Lesbians face more pronounced fetishization than queer men experiencing homophobia, because female sexuality is culturally treated as existing for male consumption. Expressions of lesbian sexuality are seen to be spectacle, or to invite commentary. There is an assumption that expressions of lesbian sexuality (e.g., a woman kissing her girlfriend) are titillating performances for the male gaze.
Lesbophobia can also look like dismissing or haranguing lesbians for being undesirable and gross and wrong: that they are too ugly to get a man and just need to find good dick. The suggestion that lesbians just need to find the “right” man, or be fucked in the “right” way, bolster rape culture and implicitly encourage corrective rape.
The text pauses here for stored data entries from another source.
PR #433, opened 2019-07-25
Changes to use discriminator properties if specified in client code generation

nitinjavakid:
Earlier the discriminator mapping values were ignored. Now specified discriminator value is correctly used.

Also, earlier discriminator value was not set in request by client. This fixes that too.


HugoMario:
hey @nitinjavakid, i'll add a sample based on your changes. Thanks a lot for this PR!

PR #439, opened 2019-08-04
added bearer authentication description on documentation templates an…

HugoMario:
…d capability to use a sample token on operations


HugoMario:
related to https://github.com/swagger-api/swagger-codegen/issues/9365

Issue #270, opened 2019-10-24
Add `imagePullSecrets` to DaemonSets


errygg:
Can the helm chart be expanded to enable `imagePullSecrets` for any required image pulls from a private repository? In order to pull images from a private repo today we have to export the template and manually add `imagePullSecrets` prior to each container stanza which is not ideal.

PR #402, opened 2020-03-31
Added Image pull secret to all service Accounts

junaid18183:
This PR adds the Image pull secret to all service Accounts. So that the consul images can be pull from private registries


junaid18183:
Fixes - https://github.com/hashicorp/consul-helm/issues/270

PR #406, opened 2020-04-02
ACL replication changelog, remove federation.enabled

lkysow:
* Changelog for latest changes
* Remove `global.federation.enabled` from `values.yaml` since there's no Consul release  that currently supports it. Users that have a custom Docker image can still set it in their local config files and it will work.

In order to not break Helm since the `global.federation` key doesn't exist, I needed to wrap the check for `global.federation.enabled` with a check for `global.federation`. Otherwise we'd get an `<.Values.global.federation.enabled>: nil pointer evaluating interface {}.enabled` error. Gotemplate doesn't support short circuiting so I needed a separate `if` statement.

### DIFF
--- a/CHANGELOG.md
+++ b/CHANGELOG.md
@@ -1,5 +1,151 @@
 ## Unreleased
 
+BREAKING CHANGES:
+
+* Mesh Gateways:
+  * `meshGateway.wanAddress` - The following values are no longer supported:
+  
+       ```yaml
+       meshGateway:
+         wanAddress:
+           useNodeIP: true
+           useNodeName: false
+           host: ""
+       ```
+    
+    Instead, if previously setting `useNodeIP: true`, now you must set:
+       ```yaml
+       meshGateway:
+         wanAddress:
+           source: "NodeIP"
+       ```
+    
+    If previously setting `useNodeName: true`, now you must set:
+       ```yaml
+       meshGateway:
+         wanAddress:
+           source: "NodeName"
+       ```
+    
+    If previously setting `host: "example.com"`, now you must set:
+       ```yaml
+       meshGateway:
+         wanAddress:
+           source: "Static"
+           static: "example.com"
+       ```
+    where `meshGateway.wanAddress.static` is set to the previous `host` value.
+  
+  * `meshGateway.service.enabled` now defaults to `true`. If
+    previously you were enabling mesh gateways but not enabling the service,
+    you must now explicitly set this to `false`:
+    
+    Previously:
+    ```yaml
+    meshGateway:
+      enabled: true
+    ```
+    
+    Now:
+    ```yaml
+    meshGateway:
+      enabled: true
+      service:
+        enabled: false
+    ```
+    
+  * `meshGateway.service.type` now defaults to `LoadBalancer` instead of `ClusterIP`.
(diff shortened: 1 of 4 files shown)


CHANGELOG.md
```diff
@@ -1,5 +1,135 @@
...
+    you will still be able to route to the mesh gateway as before.
+    If you wish to keep the port as `443` you must set:
+    ```yaml
+    meshGateway:
+      containerPort: 443
+    ```
+
+FEATURES:
+
+* ACLs: Support ACL replication. ACL replication allows two or more Kubernetes clusters
```
ishustava, line 77:
```suggestion
* ACLs: Support ACL replication. ACL replication allows two or more Consul clusters
```

CHANGELOG.md
```diff
@@ -1,5 +1,135 @@
...
+  to be federated when ACLs are enabled. One cluster is designated the primary
+  and the rest are secondaries. The primary cluster replicates its ACLs to
+  the secondaries. [[GH-368](https://github.com/hashicorp/consul-helm/pull/368)]
+  
+  NOTE: This feature requires that the clusters are federated. If the Kubernetes
+  clusters do not share a routable network, then you must use mesh federation.
+  Mesh federation is in tech-preview right now (see above).
```
ishustava, line 84: Should we say that if we're not exposing it in values.yaml?

CHANGELOG.md
```diff
@@ -32,6 +162,24 @@ BUG FIXES:
 * Fix incompatibility with Helm 3.1.2. [[GH-390](https://github.com/hashicorp/consul-helm/issues/390)]
 * Ensure the Consul Enterprise license gets applied, even if servers take a long time to come up. [[GH-348](https://github.com/hashicorp/consul-helm/pull/348))
 
+DEPRECATIONS:
```
ishustava, line 165: Is this for 0.18.0? or just weird git diff?

templates/mesh-gateway-deployment.yaml
```diff
@@ -160,11 +160,13 @@ spec:
                 service {
                   kind = "mesh-gateway"
                   name = "{{ default "mesh-gateway" .Values.meshGateway.consulServiceName }}"
+                  {{- if .Values.global.federation }}
```
ishustava, line 163: The joys of YAML templating 😃

ishustava (approved):
Nice work! I love all the examples 💯 I left a couple of comments and suggestions inline, then it should be good to go.

CHANGELOG.md
lkysow: Oops, I had this in before I removed the federation values. I'm just going to leave it as
>   NOTE: This feature requires that the clusters are federated.

CHANGELOG.md
lkysow: ack, thanks. Meant for this to be under upcoming.

templates/mesh-gateway-deployment.yaml
lkysow: 😆 yep. I was like "why isn't this short-circuiting?!!"

lkysow: 😆 yep, I was like "why isn't this short circuiting!?!"

PR #411, opened 2020-04-06
Image pull secrets

### LINKED ISSUE #270: Add `imagePullSecrets` to DaemonSets

lkysow:
Allow setting image pull secrets for service accounts to enable pulling the consul-k8s and consul images from private registries.

Kube docs: https://kubernetes.io/docs/tasks/configure-pod-container/configure-service-account/#add-imagepullsecrets-to-a-service-account

Notes
* Refactors work from https://github.com/hashicorp/consul-helm/pull/402 (thanks!!)
* Closes https://github.com/hashicorp/consul-helm/pull/402
* Closes #270

### DIFF
--- a/values.yaml
+++ b/values.yaml
@@ -31,6 +31,7 @@ global:
   #   # Consul Enterprise 1.5.0
   #   image: "hashicorp/consul-enterprise:1.5.0-ent"
   image: "consul:1.7.1"
+  imagePullSecrets: 
 
   # imageK8S is the name (and tag) of the consul-k8s Docker image that
   # is used for functionality such as catalog sync. This can be overridden
--- a/values.yaml
+++ b/values.yaml
@@ -31,7 +31,18 @@ global:
   #   # Consul Enterprise 1.5.0
   #   image: "hashicorp/consul-enterprise:1.5.0-ent"
   image: "consul:1.7.1"
-  imagePullSecrets: 
+
+  # array of objects containing image pull secret names that will be applied to
+  # each service account.
+  # This can be used to reference image pull secrets if using
+  # a custom consul or consul-k8s Docker image.
+  # See https://kubernetes.io/docs/concepts/containers/images/#using-a-private-registry.
+  #
+  # Example:
+  #   imagePullSecrets:
+  #   - name: pull-secret-name
+  #   - name: pull-secret-name-2
+  imagePullSecrets: []
 
   # imageK8S is the name (and tag) of the consul-k8s Docker image that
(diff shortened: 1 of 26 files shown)


values.yaml
```diff
@@ -32,6 +32,16 @@ global:
...
   image: "consul:1.7.1"
 
+  # array of image pull secret names that will be applied to each service
+  # account. This can be used to reference image pull secrets if using
+  # a custom consul or consul-k8s Docker image.
+  # See https://kubernetes.io/docs/concepts/containers/images/#using-a-private-registry.
+  #
+  # Example:
+  #   imagePullSecrets:
+  #   - name: my-secret-name
```
adilyse, line 42: These example feels confusing. When empty, the value needs `[]`, but it doesn't need them when I give a value? In the [`extraConfig`](https://github.com/hashicorp/consul-helm/blob/master/values.yaml#L237) text we mention that it's an array of objects, which might help a bit.

adilyse (commented):
Looking good. The one thing I noticed is that the value is defined as an array, but all of the tests only test a single value. It'd be good to make sure that the iteration through multiple values works as expected too.

values.yaml
lkysow: Yeah good call, changed to say "array of objects containing image pull secret names"

lkysow:
> The one thing I noticed is that the value is defined as an array, but all of the tests only test a single value. It'd be good to make sure that the iteration through multiple values works as expected too.

For sure. I've changed the tests to set two image pull secrets and assert that both are set.

adilyse (commented):
Generally when we're testing for several values, each one is checked separately. Example: [env variable](https://github.com/hashicorp/consul-helm/blob/master/test/unit/server-statefulset.bats#L451-L475)

adilyse (commented):
One more question-- should these be quoted? From the [docs](https://kubernetes.io/docs/tasks/configure-pod-container/configure-service-account/#add-imagepullsecrets-to-a-service-account), it looks like they're not being quoted:

```
imagePullSecrets:
- name: myregistrykey
```

lkysow:
It doesn't matter, it's just a string.

adilyse (approved):
Looks good.

Though if the quoting doesn't matter, it's a little odd to go to the effort to add it.

lkysow:
Yeah I'll remove it.

PR #416, opened 2020-04-06
Use copied consul binary

lkysow:
Previously we were testing with a consul-k8s image that has consul in
its path but our regular consul-k8s image does not have the consul
binary included. Instead, we should use the consul binary that gets
copied into the shared volume by the consul-bin init container. init
containers run in order and wait until completion until running the next
init container so this is safe to do.


ishustava (approved):
LGTM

Lesbophobia stems from the misogynistic idea that women can’t reject men without having been rejected by men first. Male entitlement to women is subverted by lesbians, because men can’t be lesbians or be with lesbians. Patriarchy’s way of dealing with lesbians is to either say that they are wrong, or their sexuality is still “for” men, for men’s pleasure as a viewer.
Lesbophobia can also come from queer men who are not sexually interested in women, and apparently think their lack of interest absolves them from all forms of misogyny.
We never see butch lesbians represented in the media because we only see lesbians who are palatable to the male gaze: lesbians whom men deem fuckable.
see also: OPPRESSION; MISOGYNY; HOMOPHOBIA; MALE GAZE; BIPHOBIA
LIBERATION — Liberation aims to restructure society for the benefit of everyone, and to empower everyone to live a dignified life with agency. This is in contrast to assimilation, which seeks to incrementally afford rights and protections to people from within the existing institutions.
see also: ACTIVISM; SOLIDARITY; ASSIMILATION
LIFESTYLE — A word used to imply that queerness is a choice or a bourgeois decadence.
Lifestyle is also used in kink communities (e.g., BDSM, cross-dressing, swinging, furries) to describe people who live in their kink role full-time (“lifestylers”).
see also: GAY AGENDA; BDSM; FURRIES; KINK
LIVING AS A WO/MAN — A description of a trans person’s pattern of gender expression.
The phrase “living as a woman” or “living as a man” doesn’t make sense. How does a woman live? Its function is to euphemistically refer to transness: to either claim that a closeted trans person is not living “authentically,” or to imply that an out trans person is masquerading.
This phrase also implies that the trans person wasn’t living “as” their gender before they came out. This is a contentious claim; many trans people describe themselves in different terms, saying they have always been their gender, and therefore have always been “living as” their gender because it’s not possible that they ever lived “as” something else.
Some trans people may self-describe using this language, which is their prerogative, but it’s not good practice to employ when referring to other people.
Tellingly, cis people are never “living as” men or women; they simply are men or women.
see also: REAL-LIFE EXPERIENCE; TRANSPHOBIA; TRANS HEALTHCARE
LOVE — An emotion of strong affection or devotion. It is an important facet of the discourse surrounding LGBT+ identity and rights.
While sexual-romantic love is prioritized as the highest form of affection and the closest interpersonal bond, there are other forms of love: familial love, platonic love, self-love.
Mainstream LGBT+ groups used the slogan “love wins” to celebrate marriage equality; this implies that it was an issue of love, rather than assimilation.